To further investigate the specificity of expression of these genes within upper layer CPN, we chose Nectin-3 as a prototypical gene, and evaluated its cell type-specific expression. We retrogradely labeled CPN using a cholera toxin subunit B Alexa 555 conjugate, which clearly labels upper layer CPN and their axons coursing through the corpus callosum (Figure 5G). Immunocytochemistry for Nectin-3 demonstrates colocalization with CPN axons in the corpus callosum, as well as within the somas and apical dendrites of superficial cortical CPN (Figure 5H–K).
Together, these genes define a previously unrecognized molecular parcellation of the superficial cortical layers, refining previous histological and anatomical definitions, and enabling new functional and evolutionary hypotheses regarding distinct CPN populations.
In a complementary fashion to genes expressed selectively by CPN of upper layers, many of the newly identified CPN genes are specifically expressed in deep layers V and VI, and are excluded from layers II/III, thus defining distinct sets of early-born CPN of the deep layers.
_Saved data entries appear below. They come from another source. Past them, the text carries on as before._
PR #1814, opened 2019-08-17
Fixed broken link to Graphviz

josephtoles:
The link http://www.graphviz.org/Home.php results in a 404.


Kodiologist:
Seems fine, but in the future, don't forget to make a feature branch instead of making a pull request from `master`.

PR #1817, opened 2019-09-02
Allow inline Python 

Kodiologist:
I would've sworn that we had an issue requesting this feature, but I can't find it.

### DIFF
--- a/NEWS.rst
+++ b/NEWS.rst
@@ -13,6 +13,8 @@ Removals
 
 New Features
 ------------------------------
+* Added special forms ``py`` to ``pys`` that allow Hy programs to include
+  inline Python code.
 * All augmented assignment operators (except `%=` and `^=`) now allow
   more than two arguments.
 
--- a/docs/language/api.rst
+++ b/docs/language/api.rst
@@ -1406,18 +1406,6 @@ parameter will be returned.
     True
 
 
-print
------
-
-``print`` is used to output on screen. Example usage:
-
-.. code-block:: clj
-
-    (print "Hello world!")
-
-.. note:: ``print`` always returns ``None``.
-
-
 .. _quasiquote:
 
 quasiquote
--- a/docs/language/api.rst
+++ b/docs/language/api.rst
@@ -1406,6 +1406,44 @@ parameter will be returned.
     True
 
 
+.. _py-specialform:
+
+py
+--
+
+``py`` parses the given Python code at compile-time and inserts the result into
+the generated abstract syntax tree. Thus, you can mix Python code into a Hy
+program. Only a Python expression is allowed, not statements; use
+:ref:`pys-specialform` if you want to use Python statements. The value of the
+expression is returned from the ``py`` form. ::
+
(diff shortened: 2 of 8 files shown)


asemic-horizon:
This is something I didn't even knew I wanted so much. 

Please consider creating something like a Patreon. You're generating so much business value on my end, it's almost criminal that the Hy Cabal (and I know there is one) isn't getting something from it.

brandonwillard:
Does this need to be a special form?  Couldn't it be implemented as a macro instead?

Kodiologist:
Without a new supporting special form, I don't think so. Macros can't return AST objects, just Hy models or objects that can be promoted to models.

brandonwillard:
Ah, I see.  

Well, can we at least drop the quotes requirement?  It would be easier for working with embedded quotes and it might be nicer for syntax support in an editor.

Kodiologist:
You don't have to use quotation marks per se; you just need to use a string literal. So e.g. you can use a bracket string, which would be the natural choice for long blocks of code.

Avoiding the string literal would be possible by implementing this feature in the lexer and parser rather than the compiler. For example, we could have syntax like `#| 1 + 1 |`, with a corresponding new kind of Hy model for chunks of Python code. But, it's hard to see the benefit of this added complexity. I think it won't be any harder to convince e.g. Emacs to syntax-color `(py "...")` than `#| ... |`.

Kodiologist:
Maybe "complexity" is an exaggeration. It wouldn't be that hard. It's just that it wouldn't be nearly as svelte as this 8-line implementation.

Kodiologist:
> Please consider creating something like a Patreon. You're generating so much business value on my end, it's almost criminal that the Hy Cabal (and I know there is one) isn't getting something from it.

I guess the Hy Cabal is mostly me and @refi64 these days. But it changes according to who's available. The old gang I called the Four Horsemen of Hy Maintenance was me, @refi64, @gilch, and @tuturto. Then there are a bunch of other people who have contributed substantively to Hy but aren't very active anymore.

Pending #957 (which, full disclosure, I myself am not going to do anything about soon; I'm much more interested in programming than organizing), you can send money to @paultag and leave it up to him how to spend it. If you're more interested in giving gifts to developers as thanks for ~~my~~ their excellent work than funding Hy development per se, it's probably best to send money directly to the developers in question than going through an organizational account of some kind, since that avoids us having to decide which of us deserves what proportion of your gift.

gilch:
@brandonwillard You could also make a tag macro applied to a bracket string that expands to the special form. The ability to embed other languages without escaping quotes was one of the major reasons for adding bracket strings to begin with.

Kodiologist:
Oh yeah, I should've thought of that.

Kodiologist:
@refi64 Fixed. I haven't tried to make the error message show the context of the error in the Python code, though.

refi64:
IMO that's good enough; I don't think people are going to have overly large inline Python blocks, and this still has the line number which is pretty much the most important part.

These genes include Plexin-D1, Gfra2, Tcrβ, and Dkk3 (Figure 6A–D). Quite interestingly, layer V and VI CPN can be further defined by the combinatorial expression of selected deep layer CPN genes, and thus classified into subpopulations occupying distinct sub-portions of these canonical layers. For example, in situ hybridization reveals that CPN in layer Va express the unique combination of Plexin-D1 and Gfra2 (Figure 6A and B); they likely represent callosal neurons that maintain collateral projections to ipsilateral and/or contralateral striatum (Gao and Zheng, 2004). CPN located in deeper positions within layer V (e.g. layer Vb) can be defined by the expression of Gfra2, Tcrβ, and Dkk3 (Figure 6C–D), and by the absence of Plexin-D1 expression (Figure 6A). The relatively small population of CPN located in layer VI appears to express higher levels of Gfra2, Tcrβ, and Dkk3 (Figure 6B–D), and lack Plexin-D1 (Figure 6A).
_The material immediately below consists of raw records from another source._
PR #1821, opened 2019-09-21
get_version.py: Prefer VERSIONFILE over git-describe(1)

nmeum:
Noticed this while packaging hy for Alpine Linux. On Alpine package
builders git is installed by default and all packages are build in
subdirectories of the package git repository. This causes git_version.py
to output the version of the package repository since it doesn't consult
the VERSIONFILE first.

This commit reverse the logic checking for the VERSIONFILE first and
only falling back to git-describe if the version file doesn't exist. I personally
think that it is more logical to do it that way.

### DIFF
--- a/AUTHORS
+++ b/AUTHORS
@@ -92,3 +92,4 @@
 * Brandon T. Willard <brandonwillard@gmail.com>
 * Andrew R. M. <nixy@nixy.moe>
 * Tristan de Cacqueray <tdecacqu@redhat.com>
+* Sören Tempel <soeren@soeren-tempel.net>
--- a/get_version.py
+++ b/get_version.py
@@ -5,16 +5,19 @@ import os, subprocess, runpy
 os.chdir(os.path.split(os.path.abspath(__file__))[0])
 VERSIONFILE = os.path.join("hy", "version.py")
 
-try:
-    __version__ = (subprocess.check_output
-                   (["git", "describe", "--tags", "--dirty"])
-                   .decode('ASCII').strip()
-                   .replace('-', '+', 1).replace('-', '.'))
-    with open(VERSIONFILE, "wt") as o:
-        o.write("__version__ = {!r}\n".format(__version__))
+if "HY_VERSION" in os.environ:
+    __version__ = os.environ["HY_VERSION"]
+else:
+    try:
+        __version__ = (subprocess.check_output
+                       (["git", "describe", "--tags", "--dirty"])
+                       .decode('ASCII').strip()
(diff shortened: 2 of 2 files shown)


Kodiologist:
But then the file won't be regenerated if the commits or tags have changed, will it?

nmeum:
Oh, right. I totally forgot that `get_version` also writes the VERSIONFILE. It won't be regenerated indeed.

refi64:
Could we maybe have get_version.py skip running git if some environment variable (e.g. HY_VERSION_NO_GIT) is set?

Kodiologist:
If that would solve your problem, @nmeum, that's certainly doable for us.

nmeum:
The environment variable would be preferred over the git-describe output and the version file would be used if git-describe fails?

If so: That would solve my problem, I can also implement this and update the PR accordingly.

nmeum:
Implemented this, maybe it would be a bit easier though to simply allow overwriting both the version file and the git-describe output using a environment variable. For example, `export HY_VERSION=0.17.0`.

Kodiologist:
That's fine too, if you'd prefer. The new code you wrote looks good except there's no need to pass `VERSIONFILE` as an argument. It can be hard-coded into the function.

nmeum:
> The new code you wrote looks good except there's no need to pass `VERSIONFILE` as an argument.

Fixed.

By the way: Is there any particular reason why the `get_version` file is installed as a data asset in `setup.py`:

https://github.com/hylang/hy/blob/6f3b6ca7358eb60651262e4fbda64eb57107b9a9/setup.py#L63-L65

refi64:
Nit: this looks good now, but the commit message is currently a bit misleading...

Kodiologist:
> By the way: Is there any particular reason why the `get_version` file is installed as a data file in `setup.py`

Yes. See bd7b8bf5e19e7a3dd99d1a98f4c405fadbe34732.

So, do you want to go with this or with your proposal "to simply allow overwriting both the version file and the git-describe output using an environment variable"?

nmeum:
> So, do you want to go with this or with your proposal "to simply allow overwriting both the version file and the git-describe output using an environment variable"?

You don't seem to have a strong opinion on this. I have a slight preference towards this proposal as it seems cleaner to me. I will therefore go ahead and implement it in a second.

> Nit: this looks good now, but the commit message is currently a bit misleading...

Thanks, will rewrite it after updating the changes proposed here.

Kodiologist:
Add yourself to AUTHORS in a separate commit and this is good to merge.

Kodiologist:
Welcome to the Hyve!

PR #1824, opened 2019-10-08
Drop clint for colors in favor of colorama

### LINKED ISSUE #1820: Remove dependency on clint
While packaging hy for [Alpine Linux](https://alpinelinux.org/), I noticed that it depends on [clint](https://github.com/kennethreitz/clint). Which wasn't packaged by Alpine either. I am not a python guy but it seems to me that clint is pretty dead. The repository is archived and the last release is from 2015.

Is there any particular reason why it is still being used, is not possible to use a command line argument parser from the python3 standard library, e.g. argparse, instead?

refi64:
Closes #1820. Not particularly exciting, though I think in some aspects the code actually ends up a tad cleaner than before.

Reason for using colorama: all clint was really used for was color, and colorama is a popular, well-supported, and battle-tested library for handling this.

### DIFF
--- a/NEWS.rst
+++ b/NEWS.rst
@@ -31,6 +31,11 @@ Bug Fixes
 * `hy2py` can now handle format strings.
 * Fixed crashes from inaccessible history files.
 
+Misc. Improvements
+------------------------------
+* Drop the use of the long-abandoned `clint <https://github.com/kennethreitz/clint>`_ library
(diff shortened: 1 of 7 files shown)


refi64:
Hmm what section of NEWS should it be in... I guess it would technically  be under "Other Breaking Changes"?

refi64:
Done.

> Perhaps "Misc. Improvements". It's not a breaking change for Hy code, is it?

Who knows, I've probably read the daily WTF too many times.

PR #1825, opened 2019-10-10
Fix a unit test bug on slim Python Docker images

refi64:
If HyASTCompiler is given a string, it imports it and uses it as the execution environment. However, the unit tests gave HyASTCompiler the string 'test', assuming it would create a new test module, when in
reality it would import CPython's test module that is designed for internal use. Slim Docker images don't include this module, therefore the tests would fail to run.


refi64:
(I swear, forgetting to update NEWS will be the death of me.)

Going to just merge now under the trivial change rule, since this is really minor IMO and also is a dependency of something else I'm working on (using GitHub Actions).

We further investigated cell type-specific expression of the representative genes Plexin-D1 and Dkk3. We find that Plexin-D1 RNA is expressed at high levels within retrogradely labeled CPN in layer Va, and at lower levels within CPN of more superficial layers (Figure 7A–D). In contrast, retrograde labeling of CSMN demonstrates that they are located in layer Vb, below the Plexin-D1 positive layer Va. Of note, the border between these two layers is indistinct, with CSMN intermingled with PlexinD1 expressing CPN. Even at this interface, CSMN do not express Plexin-D1, clearly demonstrating the true cell type-specificity of this CPN marker. In addition, we examined the cell type-specific expression of Dkk3, and find that it labels a large portion of layer V and VI retrogradely labeled CPN (Figure 7I–L), while layer V CSMN do not express Dkk3 (Figure 7M–P).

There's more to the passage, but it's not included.